Stored data: Begin
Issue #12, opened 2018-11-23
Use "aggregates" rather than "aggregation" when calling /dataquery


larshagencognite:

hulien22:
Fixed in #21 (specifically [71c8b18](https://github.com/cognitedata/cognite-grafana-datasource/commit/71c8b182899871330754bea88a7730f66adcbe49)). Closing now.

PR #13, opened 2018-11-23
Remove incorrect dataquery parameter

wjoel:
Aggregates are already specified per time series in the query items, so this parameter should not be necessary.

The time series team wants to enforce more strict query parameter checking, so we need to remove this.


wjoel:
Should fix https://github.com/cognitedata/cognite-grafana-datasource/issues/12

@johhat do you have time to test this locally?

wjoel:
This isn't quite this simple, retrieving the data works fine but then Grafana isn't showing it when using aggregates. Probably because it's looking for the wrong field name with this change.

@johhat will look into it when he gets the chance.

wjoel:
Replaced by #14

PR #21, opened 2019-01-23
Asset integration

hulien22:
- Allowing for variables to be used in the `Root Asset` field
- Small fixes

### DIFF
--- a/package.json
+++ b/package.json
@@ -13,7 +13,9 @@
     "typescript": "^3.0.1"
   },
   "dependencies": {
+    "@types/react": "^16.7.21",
Stored data: End
Stored data: Begin
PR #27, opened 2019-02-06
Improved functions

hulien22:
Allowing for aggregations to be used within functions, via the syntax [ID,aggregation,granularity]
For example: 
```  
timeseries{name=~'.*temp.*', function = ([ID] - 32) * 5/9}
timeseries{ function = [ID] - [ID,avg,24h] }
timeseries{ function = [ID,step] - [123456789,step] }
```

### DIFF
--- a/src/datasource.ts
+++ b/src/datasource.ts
Stored data: End
= Task objective =
Look for the string "dataquery" in the data above and return every line that has it.

= Output below =
Use "aggregates" rather than "aggregation" when calling /dataquery
Remove incorrect dataquery parameter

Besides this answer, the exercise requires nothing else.